Yes, visualization is definitely desired. Do you have any suggestions on what are the good visualization tools out there for large graphs?

zheng-da avatar May 04 '20 02:05 zheng-da

  1. The Python API will require users to call model.save() to save models explicitly. I think what the confusion was. I have moved save() after fit(). Hopefully, it's clearer now.

Yes, much clearer! Thank you. I agree that calling model.save() explicitly is what people should do.

  1. Here the warmup is a little different from the warm up strategy used for model training, although you can use it in that way. Here we just want to give users an option to continue training a model from a checkpoint saved previously. I have changed it in the API definition.

Ah, yes, that's a great idea – restarting training from a checkpoint. This will be very useful for how I plan to use dgl-ke in my work.

If we wanted to add something like lr_finder to the model later, that's an option, but definitely seems like less of a priority compared to the other things that need to be done first.

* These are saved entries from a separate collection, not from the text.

PR #4016, opened 2026-06-12
feat(be,fe): read-only mode via delegations with queries-only permissions

aterga:
# Motivation

Let a user grant **read-only (query-only) access** when authorizing a relying party — a dapp (`/continue`), the CLI (`/cli`), or an MCP server (`/mcp`). A read-only authorization can read on the user's behalf but cannot change state: it relies on the optional `permissions = "queries"` field on request delegations (interface-spec extension drafted in dfinity/ic#10449), which the IC enforces at the **protocol level** by rejecting update calls (`/call` requests) authenticated through such a delegation. Enforcement is not up to any app or canister.

# Changes

**Delegation signing & types (backend)**
- `Delegation` gains an optional `permissions` field (`opt text` in candid; `Option` in the Rust interface). `"queries"` restricts the delegation to query calls; absent means unrestricted (`"all"`), per the spec.
- `add_delegation_signature` folds an optional `permissions` value into the representation-independent hash, so the value is covered by the canister signature (byte-identical to the upstream helper when `permissions` is absent).
- A new candid `type Permissions = variant { queries; all }` (mirroring the ICP protocol's request-delegation permission values) is the request-side knob. `prepare_account_delegation` / `get_account_delegation` gain a trailing `permissions : opt Permissions`; `queries` yields a delegation carrying `permissions = "queries"`. An **omitted** arg (or `all`) means **unrestricted**, preserving the original argument-count behavior (see "Backwards compatibility"). Internally the wire enum maps to a `DelegationAccess` domain enum at the boundary (`DelegationAccess::from`), so no blind booleans cross a function signature.
- Regenerated candid bindings (`internet_identity_idl.js`, `internet_identity_types.d.ts`).

**Reusable UI + the three sign-in flows (frontend)**
- New `AccessLevelToggle.svelte` (checkbox + tooltip, bindable `accessLevel`, `prompt` prop selecting which level the checkbox opts into), used in all three flows. Per-flow defaults:
  - `/continue`: **full access** by default ("Read-only mode" opt-in).
  - `/cli`: **read-only** by default ("Full access" opt-in).
  - `/mcp`: **read-only** by default ("Full access" opt-in).
- A typed `AccessLevel = "read-only" | "full-access"` union threads through `authorizationStore` and the flows; the candid `permissions : opt Permissions` argument (`{ queries }` / `{ all }`) is produced only at the actor-call boundary (`toPermissionsArg`). All first-party callers send an explicit value.

**MCP read-only (backend)**
- `mcp_set_access` gains `permissions : opt Permissions`, persisted with the grant (as a bool). The MCP server's **standing delegation stays full-access** (required so it can still call the update endpoint `mcp_prepare_account_delegation`); the read-only restriction is applied to the **per-app delegations** the server mints, by reading the persisted flag.
- Storage unified: the `Principal → AnchorNumber` reverse index and the read-only flag collapse into one `Principal → StorableMcpAccess { anchor_number, read_only }` map. `caller_access()` returns both in a single lookup, so the MCP server still never passes an anchor number. On a fresh memory index — MCP is preview-only, so the old regions are abandoned and any preview grants are recreated on the next connect (no migration).

**Backwards compatibility:** the `permissions` argument is optional and an *omitted* value (or `all`) yields an unrestricted delegation, so existing callers of the pre-feature argument form keep getting update-capable delegations (no silent downgrade), matching the interface spec's default for an absent `permissions` field. Read-only is opt-in via the argument; the per-flow UI defaults above are independent of this (always sent explicitly).

**Note on relying parties:** returning a restricted delegation to a dapp requires the agent library to round-trip the `permissions` field, and no released agent stack does yet (checked `ic-agent` / `ic-transport-types` through 0.47.3, and `@icp-sdk/core`). Until then a restricted delegation **fails closed** on the dapp side — its signature doesn't verify without the field, which the ingress tests below prove at the replica.

# Tests

- **End-to-end ingress enforcement** (`delegation_ingress::`, new): real signed request envelopes submitted to a live PocketIC endpoint (`make_live`), exercising the replica's actual request authentication — which the impersonating PocketIC test transport skips. The envelopes are hand-rolled (CBOR + ed25519 + representation-independent hash) since no released agent can carry `permissions`. Asserted for both mint paths (account delegations, serving `/continue` and `/cli`; MCP per-app delegations):
  - a queries-only delegation authenticates **query** calls and executes as the delegated principal;
  - a queries-only delegation is **rejected at ingress for update** calls with the protocol error ("Update calls are not permitted: a delegation restricts the sender to query calls") — before any canister code runs;
  - an unrestricted delegation authenticates both query and update calls (also confirming dfinity/ic#10226's `subnet_type` cert check doesn't affect pocket-ic v15's canister-sig delegations);
  - **fail closed**: resubmitting a queries-only delegation with the `permissions` field stripped from the envelope is rejected as an invalid signature — omitting the restriction cannot escalate access.
- **Persistence & format (backend units):** `mcp_read_only_grant_persists_across_upgrade` (a read-only grant still mints queries-only after a canister upgrade); `StorableMcpAccess` round-trip + pinned wire-format; a pinned signable-hash vector for the `permissions = "queries"` delegation, plus a check that the absent-permissions message is byte-identical to the upstream helper.
- **Delegation mint semantics (impersonating transport):** read-only account delegation carries `permissions = "queries"` and the signature binds to it (an unrestricted lookup yields `NoSuchDelegation`); an omitted arg yields unrestricted; read-only / full-access MCP grants mint queries-only / unrestricted per-app delegations respectively. `verify_delegation` folds both `permissions` and `targets` into the representation-independent hash.
- **Frontend units:** `toPermissionsArg` mapping (`read-only → { queries }`, `full-access → { all }`); the `AccessLevelToggle` prompt×checked mapping (all combinations); `authorizationStore` records the access level; the `/cli` and `/mcp` authorize helpers send the correct `permissions` variant and keep the MCP standing delegation full-access. Plus e2e assertions that each flow's checkbox starts in its documented default state.
- The `accounts::`, `mcp::`, `session_delegation::`, and `delegation_ingress::` integration suites pass against the built wasm (on `pocket-ic-server 15.0.0`).
- Static checks clean: `cargo clippy --all-targets`, `tsc --noEmit` / `svelte-check` (0 errors), `eslint`, `prettier`, and the candid interface check.

> Bindings note: the pinned `didc` release used by `npm run generate` is currently unreachable from this environment, so the regenerated `internet_identity_idl.js` / `internet_identity_types.d.ts` were produced by hand and validated (tsc + parsing the idl); a `npm run generate` pass on `main` will confirm they match canonically.

https://claude.ai/code/session_018gHRjyFYqumMxAMwbPRLuN


src/internet_identity/src/main.rs
```diff
@@ -612,6 +617,7 @@ fn get_account_delegation(
             account_number,
             session_key,
             expiration,
+            read_only.unwrap_or(false),
```
aterga: Wouldn't it be more sensible to fall back to readonly in the BE? Ditto elsewhere

src/internet_identity/src/main.rs
```diff
@@ -589,6 +592,7 @@ async fn prepare_account_delegation(
                 account_number,
                 session_key,
                 max_ttl,
+                read_only.unwrap_or(false),
```
aterga: Ditto

src/internet_identity/src/main.rs
aterga: Done in 94002fb (covers both this and the `get_account_delegation` "Ditto").

Both endpoints now default an omitted `read_only` to read-only (`unwrap_or(true)`), with a comment noting this deliberately diverges from the interface spec (where an absent `permissions` field means unrestricted/"all" for backward compatibility) and that we err on the side of least privilege.

Because the default flips, first-party callers now pass an explicit value so they aren't silently downgraded to queries-only:
- The ICRC-34 delegation handler sends `[false]` for normal authorizations and `[true]` only when the user enabled read-only mode.
- The CLI authorize flow sends `[false]` (CLI sessions are update-capable).
- The plain `prepare/get_account_delegation` test helpers pass `Some(false)` so existing tests keep exercising unrestricted delegations; the signature-binding check now looks up with `Some(false)` (omitting now means read-only), and a new test `should_default_to_read_only_account_delegation_when_unspecified` locks in the default.

The candid docs on both endpoints now document the omitted-defaults-to-read-only behavior. Full `accounts::` integration suite is green (23 tests).

---

src/internet_identity/internet_identity.did
```diff
@@ -157,6 +157,10 @@ type Delegation = record {
     pubkey : PublicKey;
     expiration : Timestamp;
     targets : opt vec principal;
+    // Restricts the kinds of calls the delegation permits: `"queries"`
+    // restricts the sender to query calls (the IC rejects update calls
+    // authenticated through such a delegation). Absent means unrestricted.
```
aterga, line 162: Wrong. Absent should mean readonly on the BE!

unixway:
I'm concerned that this PR changes the semantics of an existing Candid-compatible API in a way that can break already deployed canister integrations.

Old callers of `prepare_account_delegation` / `get_account_delegation` encode the previous 5-argument form. With the new trailing `opt bool`, those calls still decode successfully, but `read_only = null` now defaults to `true`. That silently changes the delegation from the previous unrestricted behavior to query-only. This is a breaking change: existing canister integrations may keep "working" at the Candid layer while failing later when they try to use the delegation for update calls.

There is a second compatibility concern: the signed delegation format / verification preimage must not change in-place for the existing API. Some deployed canisters verify II delegations inside wasm using the existing signed message shape. If II starts signing `permissions` as part of the delegation while old verifiers reconstruct the previous message, those canisters will reject valid delegations. For immutable or hard-to-upgrade canisters, this is not recoverable after an II mainnet upgrade.

The backward-compatible behavior should be:

- omitted `read_only` / `null` preserves the old unrestricted delegation behavior;
- `read_only = opt true` explicitly opts into query-only delegations;
- the existing signed delegation verification semantics remain valid for existing callers.

If query-only delegations require a different signed format, please introduce that through a versioned delegation type or new endpoint rather than changing the meaning of existing successful calls.

src/internet_identity/internet_identity.did
aterga: I think there are two distinct "absents" here, and the BE default you want is already in place — let me split them:

1. **This `permissions` field** is the *protocol* field from the interface spec (developer-docs#292), where an **absent `permissions` field = `"all"` = unrestricted**. This `Delegation` record is what `get_*_delegation` *returns*, and II only ever emits the field absent when the delegation is genuinely unrestricted (i.e. the caller passed `read_only = false`). So "absent means unrestricted" is correct for the field — flipping it to read-only would contradict #292 (and would mean a queries-only delegation with no `permissions` field, which the IC wouldn't enforce).

2. **The `read_only` argument** on `prepare_account_delegation` / `get_account_delegation` is the BE knob, and that one **does default to read-only when omitted** (`read_only.unwrap_or(true)`) — exactly the behavior you're asking for. It's documented on those args.

So the BE already defaults to read-only when the caller doesn't specify; this line was only documenting the returned protocol field's meaning. I've clarified the comment in 3ba8e73 to make the distinction explicit. If you actually intended the protocol field's semantics to change (absent field ⇒ queries-only at the IC level), that'd be a change to the interface spec in #292 rather than to II — happy to discuss if that's the intent.

---

src/canister_tests/src/framework.rs
```diff
@@ -661,6 +661,12 @@ pub fn verify_delegation(
             Value::Number(signed_delegation.delegation.expiration),
         ),
     ];
+    if let Some(permissions) = &signed_delegation.delegation.permissions {
+        key_value_pairs.push((
+            "permissions".to_string(),
+            Value::String(permissions.clone()),
+        ));
+    }
```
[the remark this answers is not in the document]
aterga: Good catch — fixed in 5ac8fdc. `verify_delegation` now folds `targets` into the representation-independent hash (mirroring the canister signer, between `expiration` and `permissions`; the rep-independent hash is order-independent anyway). No behavior change for the existing tests, which all pass `targets: None`, but the helper now matches the interface spec and its own comment.

---

src/internet_identity/tests/integration/mcp.rs
```diff
@@ -150,6 +151,132 @@ fn mcp_mints_per_app_delegation_authorized_by_caller() -> Result<(), RejectRespo
     Ok(())
 }
 
+/// A read-only access grant (`mcp_set_access` with `read_only = true`) makes the
+/// per-app delegations the server mints query-only: they carry
+/// `permissions = "queries"`, and the signature binds to it (an unrestricted
+/// lookup of the same key yields `NoSuchDelegation`). The standing delegation is
+/// untouched — read-only is a property of the grant, applied per minted
+/// delegation — so the server can still call the (update) prepare endpoint.
```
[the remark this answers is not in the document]
aterga: Fixed in 5ac8fdc — reworded the doc comment to match what the test actually asserts (the minted per-app delegation carries `permissions = "queries"` and verifies against that message). The MCP path derives `read_only` from the persisted grant, so there's no per-call `read_only` argument and thus no unrestricted-lookup variant to contrast here; that signature-binding proof (a differing value ⇒ `NoSuchDelegation`) lives in `accounts::should_get_read_only_account_delegation_with_queries_permissions`, which the comment now cross-references.

---

src/internet_identity/src/main.rs
```diff
@@ -589,6 +592,15 @@ async fn prepare_account_delegation(
...
                 max_ttl,
+                // Default an omitted `read_only` argument to a read-only
+                // (queries-only) delegation: when the caller does not specify,
+                // we err on the side of least privilege. This intentionally
+                // differs from the interface spec, where an absent `permissions`
+                // field means unrestricted ("all") for backward compatibility.
+                // First-party callers (the II frontend and the CLI flow) always
+                // pass an explicit value, so this default only affects callers
+                // that omit the argument entirely.
+                read_only.unwrap_or(true),
```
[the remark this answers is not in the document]
aterga: Confirmed intended. Defaulting an omitted `read_only` to read-only (queries-only) is a deliberate fail-safe chosen by the maintainers (see the adjacent discussion on `internet_identity.did`): err toward least privilege when the caller doesn't specify. All first-party callers — the II frontend authorize flow, the CLI flow, and the MCP connect flow — pass an explicit value, so this default only affects callers that omit the trailing arg entirely. It does diverge from the interface spec's unrestricted default for an absent `permissions` *field*, and that divergence is called out in the `read_only` arg docs in `internet_identity.did`.

---

aterga:
Thanks for raising these concerns, @unixway,

> Old callers of `prepare_account_delegation` / `get_account_delegation` encode the previous 5-argument form. With the new trailing `opt bool`, those calls still decode successfully, but `read_only = null` now defaults to `true`. That silently changes the delegation from the previous unrestricted behavior to query-only. This is a breaking change: existing canister integrations may keep "working" at the Candid layer while failing later when they try to use the delegation for update calls.

This observation is correct. Out of curiosity, could you list some existing canister integrations that would break?

Regardless, we'll consider keeping the more-liberal defaults (similar to the corresponding ICP protocol extension's liberal defaults, e.g., if permissions are not specified, the delegation is treated as a write-access delegation).

> Some deployed canisters verify II delegations inside wasm

Could you clarify what you mean by "inside wasm," please?

Delegations are normally verified by the ICP protocol. 

For context, the new (optional) `permissions` extension is going to be supported by all the ICP subnets ETA = next Monday.

src/frontend/src/routes/(new-styling)/mcp/utils.ts
```diff
@@ -92,6 +102,9 @@ export const mcpAuthorize = async ({
       [],
       ephemeralPublicKey,
       [maxTimeToLiveNanos],
+      // Unrestricted: MCP delegations are update-capable. The backend defaults
+      // an omitted `read_only` to read-only, so pass `[false]` explicitly.
```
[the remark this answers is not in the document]
aterga: Fixed in 28239ed — the comment was stale from before the backwards-compat revert (the backend now defaults an omitted `read_only` to unrestricted). Reworded per your suggestion: the explicit `[false]` documents that the standing delegation is deliberately update-capable, passed explicitly rather than relying on the backend's default.

---

src/internet_identity/Cargo.toml
```diff
@@ -77,3 +77,9 @@ ic-response-verification.workspace = true
 proptest.workspace = true
 flate2 = "1.0"
 getrandom = "0.2"
+# Read-only delegation enforcement tests (`delegation_ingress.rs`): submit
+# real signed request envelopes to a `make_live` PocketIC endpoint. The
+# envelopes are hand-rolled (no ic-agent) because no released agent stack
+# can carry the delegation `permissions` field yet.
+ed25519-dalek = "2.2"
+reqwest = { version = "0.12", features = ["blocking"] }
```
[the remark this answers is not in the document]
aterga: Done in d075a01 — `default-features = false`. The `make_live` endpoint is plain HTTP on localhost, so no TLS backend is needed at all; the openssl/native-tls entries are gone from `Cargo.lock` (199 lines dropped).

---

src/internet_identity/Cargo.toml
```diff
@@ -77,3 +77,9 @@ ic-response-verification.workspace = true
 proptest.workspace = true
 flate2 = "1.0"
 getrandom = "0.2"
+# Read-only delegation enforcement tests (`delegation_ingress.rs`): submit
+# real signed request envelopes to a `make_live` PocketIC endpoint. The
+# envelopes are hand-rolled (no ic-agent) because no released agent stack
+# can carry the delegation `permissions` field yet.
+ed25519-dalek = "2.2"
```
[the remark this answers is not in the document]
aterga: Done in d075a01 — now `ed25519-dalek.workspace = true`. No extra features needed: signing works with the workspace's `default-features = false` definition (all four ingress tests pass).

---

src/internet_identity/tests/integration/delegation_ingress.rs
```diff
@@ -0,0 +1,474 @@
...
+    live_url: &str,
+    canister_id: Principal,
+    endpoint: &str,
+    envelope: Vec<u8>,
+) -> (u16, Vec<u8>) {
+    let url = format!(
+        "{live_url}api/v2/canister/{}/{endpoint}",
+        canister_id.to_text()
+    );
+    let client = reqwest::blocking::Client::new();
```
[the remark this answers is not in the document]
aterga: Done in d075a01 — the blocking client is now built with a 60-second timeout, so a stalled endpoint fails the test deterministically instead of hanging the suite.

---

src/frontend/src/lib/stores/authorization.store.ts
```diff
@@ -12,6 +12,11 @@ export type AuthorizationContext = {
 
 export type Authorized = {
   accountNumberPromise: Promise<bigint | undefined>;
+  /** Whether the user restricted this authorization to read-only access:
+   *  the session delegation will carry `permissions = "queries"`, which
+   *  makes the Internet Computer reject update calls authenticated through
+   *  it. Enforcement is protocol-level, not up to the app or canister. */
+  readOnly: boolean;
```
nmattia: nit: would avoid blind booleans; generally not ideal but especially so for sensitive fields like these (throughout the changes)

src/frontend/src/lib/stores/authorization.store.ts
```diff
@@ -30,9 +35,13 @@ export const authorizationStore = {
...
   /** Called by the UI when the user authorizes with a specific account.
    *  Accepts a promise so the animation can start immediately while the
-   *  account number resolves asynchronously. */
-  authorize: (accountNumberPromise: Promise<bigint | undefined>): void => {
-    authorizedInternal.set({ accountNumberPromise });
+   *  account number resolves asynchronously. `readOnly` restricts the
+   *  session to read-only access (see {@link Authorized.readOnly}). */
+  authorize: (
+    accountNumberPromise: Promise<bigint | undefined>,
+    readOnly = false,
```
nmattia: same comment regarding boolean blindness, even more so here that the argument is not named. Also applies to the rust changes.

src/frontend/src/routes/(new-styling)/cli/views/CliAuthorizeView.svelte
```diff
@@ -10,17 +11,21 @@
...
+    onAuthorize: (readOnly: boolean) => Promise<void>;
   }
 
   const { domain, onAuthorize }: Props = $props();
 
   let busy = $state(false);
+  // CLI access defaults to read-only (opt-out): a linked CLI usually reads on
+  // the user's behalf, so it gets query-only access unless the user opts into
+  // full access by unchecking.
+  let isReadOnlyMode = $state(true);
```
nmattia: Here it might make sense (from a UX perspective) to flip this around and have an opt-in "full rights" or "RW" checkbox

src/frontend/src/routes/(new-styling)/mcp/utils.ts
```diff
@@ -92,6 +102,10 @@ export const mcpAuthorize = async ({
       [],
       ephemeralPublicKey,
       [maxTimeToLiveNanos],
+      // Unrestricted: the standing delegation is update-capable so the MCP
+      // server can call the (update) prepare endpoint. Passed explicitly
+      // rather than relying on the backend's default for an omitted value.
+      [false],
```
nmattia: I'm a bit out of the loop. What prevents the MCP server from hanging on to this delegation? What's the TTL?

src/internet_identity/src/storage/storable/mcp_access.rs
```diff
@@ -0,0 +1,41 @@
...
+/// the grant here — rather than a bare anchor number plus a parallel read-only
+/// index — means a single lookup by the caller's principal yields everything the
+/// `mcp_*_account_delegation` methods need: the MCP server never passes an
+/// anchor number, and `read_only` travels with the grant it restricts.
+///
+/// The `anchor_number` cannot be dropped: a principal is a one-way hash, and the
+/// anchor is required to derive the per-app account seeds the server acts under.
+#[derive(Encode, Decode, Clone, Debug, Eq, PartialEq)]
+#[cbor(map)]
+pub struct StorableMcpAccess {
```
nmattia, line 19: this is effectively a cache entry, correct? aside from making sure we remember the last selected value for RO/RW for a particular anchor/number, this does not store anything meaningful, right?

src/internet_identity/src/delegation.rs
```diff
@@ -143,6 +143,57 @@ pub fn add_delegation_signature(
...
+    }
+    if let Some(permissions) = permissions {
+        m.push(("permissions".into(), Value::String(permissions.to_string())));
+    }
+    representation_independent_hash(m.as_slice()).to_vec()
+}
+
+/// Like [`add_delegation_signature`], but restricts the delegation to the
+/// given permissions when `read_only` is `true`.
+pub fn add_delegation_signature_with_permissions(
```
nmattia: nit: why not make the "permissions" (`read_only`) an explicit `Option` argument in `add_delegation_signature` instead of duplicating it?

src/internet_identity/Cargo.toml
```diff
@@ -77,3 +77,10 @@ ic-response-verification.workspace = true
 proptest.workspace = true
 flate2 = "1.0"
 getrandom = "0.2"
+# Read-only delegation enforcement tests (`delegation_ingress.rs`): submit
+# real signed request envelopes to a `make_live` PocketIC endpoint. The
+# envelopes are hand-rolled (no ic-agent) because no released agent stack
+# can carry the delegation `permissions` field yet. The endpoint is plain
+# HTTP on localhost, so reqwest needs no TLS backend.
+ed25519-dalek.workspace = true
+reqwest = { version = "0.12", default-features = false, features = ["blocking"] }
```
nmattia: nit: 0.13 is out

src/frontend/src/lib/stores/authorization.store.ts
aterga: Done in 85849c8 — the frontend now threads a typed `AccessLevel = "read-only" | "full-access"` union through the store, the ICRC-34 delegation handler, and all three flows; the candid `read_only : opt bool` is produced only at the actor-call boundary (`toReadOnlyArg`). No boolean crosses a function boundary anymore.

---

src/frontend/src/lib/stores/authorization.store.ts
aterga: Done in 85849c8. `authorize()` now requires an explicit `AccessLevel` (no default), so every call site is self-describing — the 1-click flows (SSO, OpenID, post-upgrade) pass `"full-access"` explicitly. On the Rust side a `DelegationAccess` enum (`Unrestricted` / `ReadOnly`) replaces `read_only: bool` through `account_management` and `mcp`; the candid boundary maps via `DelegationAccess::from_read_only_arg`, and the legacy `prepare/get_delegation` endpoints now read `DelegationAccess::Unrestricted` instead of a bare `false`.

---

src/frontend/src/routes/(new-styling)/cli/views/CliAuthorizeView.svelte
aterga: Done in 85849c8 — the toggle component now takes a `prompt` prop deciding which opt-in the checkbox offers, so ticking the box always *changes* the flow's default. `/cli` now shows an opt-in "Full access" checkbox (unchecked by default; the default remains read-only), while `/continue` and `/mcp` keep their existing presentations.

---

src/frontend/src/routes/(new-styling)/mcp/utils.ts
aterga: Nothing prevents the server from *holding* it — like any delegation it's valid until expiry — but three things bound what holding it is worth:

1. **TTL**: the connect screen lets the user pick the standing delegation's lifetime, from 10 minutes to 1 week (the request suggests a default, e.g. 1 hour; the backend caps any requested TTL at 30 days).
2. **Scope + revocation**: the standing delegation only authenticates the server as the anchor's principal *at the MCP origin*, so it's only useful for calling II's `mcp_*` endpoints — and each of those re-checks the persisted grant on every call. The user can revoke at any time (`mcp_set_access(false)`), which makes the standing delegation useless immediately, well before it expires.
3. **What actually touches apps**: the delegations the server acts with at other apps are the per-app ones it mints on demand, and those are capped at **5 minutes** (`MCP_MAX_EXPIRATION_PERIOD_NS`).

---

src/internet_identity/src/storage/storable/mcp_access.rs
aterga: Not a cache — it's the authorization itself. The `Principal → anchor` mapping is what authorizes the caller: `mcp_prepare/get_account_delegation` recover the anchor from `caller()` through this map, and an absent entry means the caller is rejected. It also can't be re-derived from anything: the principal is a one-way hash of the user key, so without this index there's no way back to the anchor. Removing the entry is exactly how revocation works (`mcp_set_access(false)`), and `read_only` rides along as the restriction of that grant. So it's the opt-in state, not derived data.

---

src/internet_identity/src/delegation.rs
aterga: Done in 85849c8 — merged: `add_delegation_signature` now takes the `permissions` value as an explicit `Option<&str>` argument (callers pass `access.permissions()` or `None`), and the `_with_permissions` duplicate is gone.

---

src/internet_identity/Cargo.toml
aterga: Done in 85849c8 (0.13.4). One note: `pocket-ic` still depends on reqwest 0.12 transitively, so both majors now appear in the test build's lockfile — unavoidable until pocket-ic bumps.

---

nmattia (approved):
Thanks!

src/internet_identity/internet_identity.did
```diff
@@ -1800,7 +1822,11 @@ service : (opt InternetIdentityInit) -> {
     mcp_set_access : (
         anchor_number : UserNumber,
         mcp_server_origin : FrontendHostname,
-        enabled : bool
+        enabled : bool,
+        // `opt read_only` restricts the per-app delegations this server can
+        // later obtain to query calls (queries-only). Omitted (`null`) means
+        // full access.
+        access : opt AccessLevel
```
aterga: why do we reinvent the wheel? 

let's just call this the same way as in the ICP protocol:


```suggestion
        permissions : opt Permissions
```

aterga: Done in 2290448 — all three request args are now `permissions : opt Permissions` with

```candid
type Permissions = variant { queries; all };
```

Case names are the protocol's own permission values (the `pocket-ic` v15 replica knows both `"queries"` and `"all"`; its rejection message is `permissions = "queries"`). `queries` → queries-only; `all` → unrestricted; omitted → unrestricted (backwards-compat unchanged). The internal `DelegationAccess` domain enum + `permissions()` stay, so `account_management`/`mcp` below the boundary are untouched; the wire enum maps in via `DelegationAccess::from`.

Two deliberate choices, flagging in case you'd shape them differently:
- I kept an explicit `all` variant (rather than `variant { queries }` with absence = all) so first-party callers send an explicit value instead of relying on the omitted-default — matching the "always explicit" principle from the earlier boolean discussion. Absence still means `all` for backwards compat.
- The returned `Delegation.permissions` stays `opt text` (`"queries"`) — that's the actual protocol wire string the canister signature covers, so I left it as the spec's text field rather than typing the response too.

Verified: candid interface check, clippy, 43 integration + 12 FE unit tests, tsc/eslint, and the regenerated idl parses to `opt variant { queries; all }`.

---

  1. thanks for your suggestion. I have updated the API and call it link prediction. However, how do we do entity classification? Should we train a classification model on top of embeddings first?

What I mean by link prediction is where you have a source entity and a destination entity and you want to predict whether a particular kind of relation edge exists between them (i.e., are two Twitter users connected by a Retweet edge?).

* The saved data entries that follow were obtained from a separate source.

PR #4020, opened 2026-06-15
feat(be): collapse email-recovery DNS verification to a single DoH path, gating DNSSEC behind a deploy flag

sea-snake:
Email recovery verifies a sender's DKIM/DMARC DNS records through **two parallel code paths**: a client-supplied DNSSEC proof that the canister validates cryptographically, and DoH (DNS-over-HTTPS) records the canister fetches itself via HTTP outcalls. Maintaining both is a significant complexity burden — the DNSSEC path alone is ~85 KB of verification, wire-parsing, and signature code, with its own frontend chain-walking logic and a second canister entry point (`email_recovery_submit_dkim_leaf`).

We want to standardize on the single DoH-outcalls implementation. This PR is the first step: it puts the DNSSEC path behind a deploy flag, defaulting to **off**, so we can run DoH-only in production and delete the DNSSEC code entirely in a follow-up — while keeping it available per-deployment as a fallback during the transition.

## Changes
- Add `enable_dnssec_email_recovery : opt bool` to `InternetIdentityInit`, stored in `PersistentState` (and the storable mirror, so it survives upgrades). Defaults to **off**.
- When off, `email_recovery_credential_prepare_add` / `email_recovery_prepare_delegation` drop any client-supplied `dns_proof` and take the DoH allowlist path; `opt true` re-enables the DNSSEC path. With the path gated at prepare time, `email_recovery_submit_dkim_leaf` is unreachable for new flows.
- Regenerate the frontend candid bindings, and enable the flag in the DNSSEC integration tests, `scripts/dev-e2e-setup`, and the e2e job in `canister-tests.yml` so they keep exercising the path.

## Tests
- New unit tests in `prepare.rs`: flag off drops the proof and takes DoH (rejected when not allowlisted, succeeds when allowlisted); flag on routes the proof to the DNSSEC verifier.


src/internet_identity/tests/integration/email_recovery.rs
```diff
@@ -566,6 +637,56 @@ fn dnssec_path_takes_precedence_over_doh_allowlist() {
...
 
+#[test]
+fn register_with_dnssec_disabled_and_non_allowlisted_email_fails() {
+    // Setup (register) flow with the DNSSEC path disabled (the default):
+    // even when the caller supplies a DNSSEC proof, the canister drops it
+    // and falls through to the DoH allowlist. `example.com` is not on the
+    // allowlist (`setup_canister` only allows `test.example.com`), so the
+    // call fails with `DomainNotAllowlisted`.
+    let env = env();
+    let canister_id = setup_canister(&env);
```
aterga:
```suggestion
    let canister_id = setup_canister_dnssec_disabled(&env);
```

src/internet_identity/tests/integration/email_recovery.rs
```diff
@@ -566,6 +637,56 @@ fn dnssec_path_takes_precedence_over_doh_allowlist() {
...
+
+#[test]
+fn recovery_with_dnssec_disabled_and_non_allowlisted_email_fails() {
+    // Recovery (prepare_delegation) flow, same scenario: DNSSEC disabled
+    // (default) + a supplied proof that gets dropped + a non-allowlisted
+    // domain → `DomainNotAllowlisted`. The allowlist gate runs before any
+    // address→anchor resolution, so an unbound address still surfaces the
+    // allowlist rejection.
+    let env = env();
+    let canister_id = setup_canister(&env);
```
aterga:
```suggestion
    let canister_id = setup_canister_dnssec_disabled(&env);
```

aterga (approved):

What I mean by entity prediction is where you have a source entity and a relation edge and you want to predict the most likely destination entity for that source-relation pair (i.e., who is a given Twitter user most likely to retweet, or what is the list of top-k most likely destination entities?). So this is not really a "classification" problem – my mistake. It should be called entity_prediction and would probably just be a KNN problem given the source entity and relational edge.

I hope that makes sense and that you agree with these ideas. I believe the idea of using KNN for entity prediction is why graphvite required installing the faiss library.

Yes, visualization is definitely desired. Do you have any suggestions on what are the good visualization tools out there for large graphs?

In my work I usually do UMAP to knock the embeddings dimensions down to 2 or 3 dimensions and then just use matplotlib or seaborn to visualize the results. I've done this over 5 million nodes embedded with metapath2vec and it worked fine (see Figures 5 and 10 in https://arxiv.org/pdf/2001.01126.pdf).

I haven't visualized knowledge graphs yet, however, so I don't know what extra complexity will exist for their embeddings compared to metapath2vec (e.g., do we need to do anything in particular to account for the relation embeddings if we wanted to jointly visualize entity and relation embeddings or should we just map both sets of embeddings separately).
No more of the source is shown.